Jüdisches Leben in Polen steht am 29. November 2018 um 19 Uhr im Mittelpunkt eines Vortrages im Görlitzer Literaturhaus Alte Synagoge

Die Kulturhistorikerin und Germanistin Małgorzata Grzywacz spricht über die Geschichte der Juden und ihre gegenwärtige Situation in unserem östlichen Nachbarland. Bis 1938 wies Polen mit 3,2 Millionen Menschen die größte jüdische Gemeinschaft Europas auf. Nur rund 300.000 Juden überlebten die Shoah. Über 90 Prozent der Überlebenden wanderten aus, besonders als es nach dem Krieg zu Pogromen kam. Nach 1990 ergab sich eine völlig neue Situation: Nachkommen polnisch-jüdischer Familien besuchten die Orte ihrer Vorfahren, orthodoxe Juden die Gräber verehrter Rabbiner. Amerikanisch-jüdische Stiftungen ließen Synagogen renovieren und richteten koschere Restaurants für Touristen ein.

Małgorzata Grzywacz ist als wissenschaftliche Mitarbeiterin am Institut für Kulturwissenschaften der Adam Mickiewicz-Universität Poznań/Posen tätig.

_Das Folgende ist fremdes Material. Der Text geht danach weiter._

PR #198, opened 2026-09-12
ci: harden fork workflows before relaxing approvals

conorbronsdon:
## Summary

- Give the detector and plugin-sync workflows explicit read-only repository access.
- Disable persisted checkout credentials in both workflows.
- Run plugin-sync validation when its own workflow definition changes.
- Match the existing SSOT workflow's least-privilege posture.

## Why

This prepares the repository to reduce CI friction for outside contributors. After this PR merges, the repository's fork-workflow approval setting can move from `first_time_contributors` to `first_time_contributors_new_to_github`: established GitHub users will run automatically, while newly created accounts will still require maintainer approval.

The repository setting is not stored in git, so it must be changed directly after this reviewable hardening change lands.

## Verification

- Workflow YAML parses successfully.
- No pull-request workflow uses `pull_request_target` or repository secrets.
- Repository-wide default workflow permissions remain read-only.
- `npm test` passes.

No changelog entry is needed for internal CI maintenance.

### DIFF
--- a/.github/workflows/detector-test.yml
+++ b/.github/workflows/detector-test.yml
@@ -38,6 +38,9 @@ on:
       - 'action.yml'
       - '.pre-commit-hooks.yaml'
 
+permissions:
+  contents: read
+
 jobs:
   # Kept as a single job on purpose: branch protection pins required checks by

Der Vortrag ist Teil der Veranstaltungsreihe "Synagoge auf Tour", die der Förderkreis Görlitzer Synagoge in diesem Herbst an verschiedenen Orten in der Neißestadt veranstaltet.

Termin: 29. November 2018, 19 Uhr, Literaturhaus Alte Synagoge, Langenstraße 24. Der Eintritt ist frei.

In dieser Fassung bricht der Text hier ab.